EXERCISE OBJECTIVE: Could you reproduce, from the records below, everything from the line with "Underline the difference" down to the line with "-1219,39 +1219,58 @@", keeping both of those lines and changing nothing?

DATASET ENTRIES:
PR #2817, opened 2020-06-07
adding keyring hint to the install.sh help page

AntonOks:
Add the keyring update info, which is a continuous reoccurring confusion, see also https://forum.dlang.org/post/tmnixwomwogmgjopsjqp@forum.dlang.org

### DIFF
--- a/install.dd
+++ b/install.dd
@@ -309,7 +309,7 @@ $(CONSOLE
 
 $(H3 $(LNAME2 update, Update))
 
-Update the installer itself.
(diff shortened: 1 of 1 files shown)


AntonOks:
> 
> 
> Thanks! Though we really should improve the installer to auto-update or detect when the keyring/script has been upgraded.

true.
can you point me to the install.sh script?

wilzbach:
https://github.com/dlang/installer/blob/master/script/install.sh

PR #2832, opened 2020-07-04
Improve specs for `__traits(isSame)` over two tuples

NilsLankila:
Related bug fix_ https://github.com/dlang/dmd/pull/11373


NilsLankila:
ping, compiler change is merged now.

PR #2844, opened 2020-08-12
ddoc: Better define section names

jblachly:
Clarify difference in section and section name. Also explicilty describe that section names may not contain spaces, but that underscores will be replaced with spaces.

### DIFF
--- a/spec/ddoc.dd
+++ b/spec/ddoc.dd
@@ -199,9 +199,15 @@ $(H3 $(LNAME2 sections, Sections))
 
 $(P
 The document comment is a series of $(I Section)s.
-A $(I Section) is a name that is the first non-blank character on
+A $(I Section name) is a name that is the first non-blank character on
 a line immediately followed by a ':'. This name forms the section name.
 The section name is not case sensitive.
+)
+
+$(P
+Section names do not contain whitespace. Underscores will be replaced with spaces.
+For example, a section entitled 'New API' would be written with having its first line
+'New_API:'
 )
 
 $(P


spec/ddoc.dd
```diff
@@ -199,11 +199,17 @@ $(H3 $(LNAME2 sections, Sections))
 
 $(P
 The document comment is a series of $(I Section)s.
-A $(I Section) is a name that is the first non-blank character on
+A $(I Section name) is a name that is the first non-blank character on
 a line immediately followed by a ':'. This name forms the section name.
 The section name is not case sensitive.
```
Hackerpilot, line 204: This seems to not actually be true. I just tried writing `section_name:` vs `Section_name:`, and only the upper-case version is treated as a section name by ddoc in DMD 2.093.0.

jblachly: ddoc, while a fantastic idea, leaves a lot to be desired. At least we are moving toward markdown.

spec/ddoc.dd
```diff
@@ -199,11 +199,17 @@ $(H3 $(LNAME2 sections, Sections))
...
 )
 
+$(P
+Section names do not contain whitespace. Underscores will be replaced with spaces.
+For example, a section entitled 'New API' would be written with having its first line
+'New_API:'
```
mdparker, line 210: "written with having its first line" is rather awkward. And it isn't accurate. The section name doesn't need to be the first line, but at the front of the first line. So something like:

"For example, the first line of a section titled 'New API' would begin with 'New_API:'."

mdparker (changes requested):

spec/ddoc.dd
jblachly: Strike "with" and change "would" to "could" makes it both grammatical and semantically accurate.

jblachly:
The response to this PR is a symptom of something bigger

PR #2845, opened 2020-08-16
Expand on function parameters documentation, add -preview=in

Geod24:
Underline the difference between argument and parameter.
Split the first sentence between type constructors and storage classes.
Finally, add documentation on what `in` will means with `-preview=in`.

Waiting on dlang/dmd#11000

### DIFF
--- a/spec/function.dd
+++ b/spec/function.dd
@@ -1219,39 +1219,58 @@ $(H2 $(LNAME2 parameters, Function Parameters))
 
 $(H3 $(LNAME2 param-storage, Parameter Storage Classes))
 
-        $(P Parameter storage classes are $(D in), $(D out),
-        $(D ref), $(D lazy), $(D const), $(D immutable), $(D shared),
-        $(D inout) or
-        $(D scope).
+        $(P Parameter storage classes are $(D in), $(D out), $(D ref), $(D lazy), $(D scope) and $(D inout).
+        Parameters can also take the type constructors $(D const), $(D immutable) and $(D shared).)
+
+        $(P $(D in), $(D ref), $(D out) and $(D lazy) are mutually exclusive. The first three are used to
+        denote input, input/output, and output parameters, respectively.
         For example:
         )
 ------
-int foo(in int x, out int y, ref int z, int q);
+int read(in char[] input, ref size_t count, out int errno);
 ------
 
-        $(P x is $(D in), y is $(D out), z is $(D ref), and q is none.
-        )
+        $(P In this example, $(D input) will only be read and no reference to it will be kept around,
+        while $(D count) will be read and written to, and $(D errno) will be set to a value from
+        within the function.
+        This approach gives a semantic meaning to the parameters and allows the compiler to potentially
+        optimize the generated code.)
 
-        $(UL
-        $(LI The function declaration makes it clear what the inputs and
-        outputs to the function are.)
-        $(LI It eliminates the need for IDL (interface description language) as a separate language.)
-        $(LI It provides more information to the compiler, enabling more
-        error checking and
-        possibly better code generation.)
+        $(P When talking about function parameters, the $(I parameter) is what the function prototype defines,
+        and the $(I argument) is the value that will $(I bind) to it.
+        For example, using the previous definition of $(D read):
         )
+------
+void main()
+{
+    size_t a = 42;
+    int b;
+    int r = read("Hello World", a, b);
+}
+------
+       $(P In this example, the argument $(D "Hello World") gets bind to $(D input),
+       $(D a) gets bind to $(D count) and $(D b) to $(D errno).
+       )
 
     $(TABLE_2COLS Parameter Storage Classes,
     $(THEAD Storage Class, Description)
-    $(TROW $(I none), parameter becomes a mutable copy of its argument)
-
-    $(TROW $(D in), defined as $(D scope const).  However $(D in) has not yet been properly
-    implemented so it's current implementation is equivalent to $(D const).  It is recommended
-    to avoid using $(D in) until it is properly defined and implemented.  Use $(D scope const)
-    or $(D const) explicitly instead.)
-    $(TROW $(D ref), parameter is passed by reference)
-    $(TROW $(D out), parameter is passed by reference and initialized upon function entry with the default value
-    for its type)
+    $(TROW $(I none), The parameter will be a mutable copy of its argument)
+    $(TROW $(D in), The parameter is an input to the function. Input parameters behaves as if they have
+    the $(D const scope) storage classes. Input parameters may be passed by reference by the compiler.
+    Unlike $(D ref) parameters$(COMMA) $(D in) parameters can bind to both lvalues and rvalues (such as literals).
+    Types that would trigger a side effect if passed by value (such as types with postblit$(COMMA)
+    copy constructor$(COMMA) or destructor)$(COMMA) and types which cannot be copied$(COMMA)
+    e.g. if their copy constructor is marked as $(D @disable)$(COMMA) will always be passed by reference.
+    Dynamic arrays$(COMMA) classes$(COMMA) associative arrays$(COMMA) function pointers$(COMMA) and delegates
+    will always be passed by value$(COMMA) to allow for covariance.
+    If the type of the parameter does not fall in one of those categories$(COMMA)
+    whether or not it is passed by reference is implementation defined$(COMMA) and the backend is free
+    to choose the method that will best fit the ABI of the platform.
+    $(B Note: This requires the $(D -preview=in) switch$(COMMA) available in v2.094.0 or higher.))
+    $(TROW $(D ref), The parameter is an $(I input/output) parameter$(COMMA) passed by reference.
+    It is expected that the function will both read and write to this parameter.)
+    $(TROW $(D out), The argument must be an lvalue$(COMMA) which will be passed by reference and initialized
+    upon function entry with the default value (`T.init`) of its type)
 
     $(TROW $(D scope), $(ARGS
     The parameter must not escape the function call


Geod24:
@ibuclaw @kinke : Does the doc work for you, too ?

kinke:
Wrt. params and args, I usually explain that args are used at the call sites, and params by the callee.

Wrt. `in` and new `-preview=in`, it's IMO best to think of it as being passed by ref, similar to C++ `const T&`, and potentially being optimized to pass-by-value. That's important because of aliasing and the ref-param potentially being mutated via another param, global state or another thread.

spec/function.dd
```diff
@@ -1219,39 +1219,57 @@ $(H2 $(LNAME2 parameters, Function Parameters))
...
+        optimize the generated code.)
 
-        $(UL
-        $(LI The function declaration makes it clear what the inputs and
-        outputs to the function are.)
-        $(LI It eliminates the need for IDL (interface description language) as a separate language.)
-        $(LI It provides more information to the compiler, enabling more
-        error checking and
-        possibly better code generation.)
+        $(P When talking about function parameter, the $(I parameter) is what the function prototype defines,
```
ibuclaw, line 1239: When talking about function parameters?

spec/function.dd
```diff
@@ -1219,39 +1219,57 @@ $(H2 $(LNAME2 parameters, Function Parameters))
...
+    the $(D const scope) storage classes. Input parameters can be passed by reference.
+    If they get passed by reference, unlike with $(D ref), rvalues (such as literals) can be bound to them.
+    Types that would trigger a side effect if passed by value (such as types with postblit,
+    copy constructor, or destructor), and types which cannot be copied, e.g. if their copy constructor is
+    marked as $(D @disable), will always be passed by reference. Dynamic arrays, classes,
+    associative arrays, function pointers and delegates will always be passed by value,
+    to allow for covariance. If a parameter is of a type that does not fall in one of those categories,
+    whether or not it is passed by reference is implementation defined, and the backend is free
+    to choose the method that will best fit the ABI of the platform.
+    $(B Note: This require the $(D -preview=in) switch available in v2.094.0 or higher.))
```
ibuclaw, line 1268: Something is really, really wrong here for the website to be rendered list [this](http://dtest.dlang.io/artifact/website-94abd4f028d79da8757bca9d1cf8d5d3e7f68de3-3a34ed1ce175aef09784ac4a45b2da1f/web/spec/function.html#param-storage).

ibuclaw: Looks like the problem is your use of commas.  There should be a ddoc macro to use instead.

spec/function.dd
```diff
@@ -1219,39 +1219,57 @@ $(H2 $(LNAME2 parameters, Function Parameters))
...
+int read(in char[] input, ref size_t count, out int errno);
 ------
 
-        $(P x is $(D in), y is $(D out), z is $(D ref), and q is none.
-        )
+        $(P In this example, $(D input) will only be read and no reference to it will be kept around,
+        while $(D count) will be read and written to, and $(D errno) will be set to a value from
+        within the function.
+        This approach gives a semantic meaning to the parameters and allow the compiler to potentially
+        optimize the generated code.)
```
ibuclaw, line 1237: allows the compiler to generate code that has more aggressive optimizations based on these assumptions. ?

spec/function.dd
ibuclaw: Should be `$(COMMA)`.

ibuclaw (dismissed):
Needs some adjustments.

spec/function.dd
Geod24: I'm not sure what the difference between those two sentences are, in practice ? I also try to stay away from terms which could have a negative connotation, such as "aggressive".

Geod24:
Fixed. Thanks for the tip about `$(COMMA)` @ibuclaw !

spec/function.dd
ibuclaw: I think I was trying to phrase it in a more direct manner, to make it clear that circumventing the guarantee is not a wrong-code compiler bug.

Geod24: I'm not sure I know which guarantee you refer to ? Maybe "allow the compiler to potentially" => "could allow the compiler to" ?

spec/function.dd
```diff
@@ -1219,39 +1219,59 @@ $(H2 $(LNAME2 parameters, Function Parameters))
...
-    $(TROW $(D in), defined as $(D scope const).  However $(D in) has not yet been properly
-    implemented so it's current implementation is equivalent to $(D const).  It is recommended
-    to avoid using $(D in) until it is properly defined and implemented.  Use $(D scope const)
-    or $(D const) explicitly instead.)
-    $(TROW $(D ref), parameter is passed by reference)
-    $(TROW $(D out), parameter is passed by reference and initialized upon function entry with the default value
-    for its type)
+    $(TROW $(I none), The parameter will be a mutable copy of its argument)
+    $(TROW $(D in), The parameter is an input to the function. Input parameters behaves as if they have
+    the $(D const scope) storage classes. Input parameters can be passed by reference.
```
AndrejMitrovic, line 1259:
```suggestion
    the $(D const scope) storage classes. Input parameters may be passed by reference by the compiler.
```

The distinction is important: the user has no way of controlling this behavior, and "can be passed" reads like the user has control over the behavior.

spec/function.dd
```diff
@@ -1219,39 +1219,59 @@ $(H2 $(LNAME2 parameters, Function Parameters))
...
+    If they get passed by reference$(COMMA) unlike with $(D ref)$(COMMA) rvalues (such as literals)
+    can be bound to them.
```
AndrejMitrovic, line 1261: This sentence was very strange. It said "if the parameter is already passed by reference" .. "then rvalues can bind to them". I suggest:

```suggestion
    Unlike $(D ref) parameters$(COMMA), `$(D in)` parameters can bind to both lvalues and rvalues (such as literals).
```

spec/function.dd
```diff
@@ -1219,39 +1219,59 @@ $(H2 $(LNAME2 parameters, Function Parameters))
...
+    Types that would trigger a side effect if passed by value (such as types with postblit$(COMMA)
```
AndrejMitrovic, line 1262: What happens to rvalues with copy constructors? I think this section _implies_ that we're passing in an lvalue. But maybe we should document this explicitly - "If the parameter is an lvalue and its type would trigger.."?

spec/function.dd
```diff
@@ -1219,39 +1219,59 @@ $(H2 $(LNAME2 parameters, Function Parameters))
...
+    copy constructor$(COMMA) or destructor)$(COMMA) and types which cannot be copied$(COMMA)
+    e.g. if their copy constructor is marked as $(D @disable)$(COMMA) will always be passed by reference.
+    Dynamic arrays$(COMMA) classes$(COMMA) associative arrays$(COMMA) function pointers and delegates
```
AndrejMitrovic, line 1265:
```suggestion
    Dynamic arrays$(COMMA) classes$(COMMA) associative arrays$(COMMA) function pointers$(COMMA) and delegates
```

Oxford comma, please.

spec/function.dd
```diff
@@ -1219,39 +1219,59 @@ $(H2 $(LNAME2 parameters, Function Parameters))
...
+    will always be passed by value$(COMMA) to allow for covariance.
+    If a parameter is of a type that does not fall in one of those categories$(COMMA)
```
AndrejMitrovic, line 1267:
```suggestion
    If a parameter's type does not fall in one of those categories$(COMMA)
```

Alternatively:

```suggestion
    If the type of the parameter does not fall in one of those categories$(COMMA)
```

spec/function.dd
```diff
@@ -1219,39 +1219,59 @@ $(H2 $(LNAME2 parameters, Function Parameters))
...
+    whether or not it is passed by reference is implementation defined$(COMMA) and the backend is free
```
AndrejMitrovic, line 1268:
```suggestion
    the choice of whether or not it is passed by reference is implementation defined$(COMMA) and the backend is free
```

spec/function.dd
```diff
@@ -1219,39 +1219,59 @@ $(H2 $(LNAME2 parameters, Function Parameters))
...
+    to choose the method that will best fit the ABI of the platform.
+    $(B Note: This require the $(D -preview=in) switch available in v2.094.0 or higher.))
```
AndrejMitrovic, line 1270:
```suggestion
    $(B Note: This requires the $(D -preview=in) switch$(COMMA) available in v2.094.0 or higher.))
```

spec/function.dd
```diff
@@ -1219,39 +1219,59 @@ $(H2 $(LNAME2 parameters, Function Parameters))
...
+    $(TROW $(D ref), The parameter is an $(I input/output) parameter$(COMMA) passed by reference.
+    It is expected that the function will both read and write to this parameter.)
```
AndrejMitrovic, line 1272:
```suggestion
    It is expected that the function may both read from and write to this parameter.)
```

spec/function.dd
```diff
@@ -1219,39 +1219,59 @@ $(H2 $(LNAME2 parameters, Function Parameters))
...
+    $(TROW $(D out), The argument must be an lvalue$(COMMA) which will be passed by reference and initialized
+    upon function entry with the default value for its type)
```
AndrejMitrovic, line 1274:
```suggestion
    upon function entry with the `.init` value of its type)
```

I'm not 100% sure this will be clearer, so maybe you can ignore this suggestion.

AndrejMitrovic (changes requested):
Few nits!

spec/function.dd
Geod24: Maybe using both, e.g. "the default value (`T.init`) of its type" ?

spec/function.dd
Geod24: Then the "expected" part is weird no ?

spec/function.dd
Geod24: Technically, `-preview=in` is available in v2.093.0 as well but has a different meaning (just `scope const`).

spec/function.dd
Geod24: rvalues are always constructed in the caller's scope. So if it has copy constructor, postblit, whatever, it just follows the rules.

spec/function.dd
AndrejMitrovic: Hmm yeah. I guess what I was trying to say is `ref` doesn't imply the function absolutely will do both reads and writes.

Anyway, leave your docs as-is.

spec/function.dd
Geod24: Just a note: backtips and `$(D ...)` are redundant. Other than that, LGTM.

spec/function.dd
Geod24: I'll go with the second one as I think it might be easier for non-native speaker.

spec/function.dd
Geod24: Hum, I'm not sure about this, it feels redundant ?

spec/function.dd
Geod24: Do you want any change to this text ?

Geod24:
Addressed @AndrejMitrovic 's review, 3 outstanding comments.

AndrejMitrovic (approved):

spec/function.dd
AndrejMitrovic: No it's alright.

Geod24:
Ping

Geod24:
Self merging because it's been a while and the beta is out. Feel free to raise a PR and tag me if something is wrong.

EXERCISE OUTPUT:
Underline the difference between argument and parameter.
Split the first sentence between type constructors and storage classes.
Finally, add documentation on what `in` will means with `-preview=in`.

Waiting on dlang/dmd#11000

### DIFF
--- a/spec/function.dd
+++ b/spec/function.dd
@@ -1219,39 +1219,58 @@ $(H2 $(LNAME2 parameters, Function Parameters))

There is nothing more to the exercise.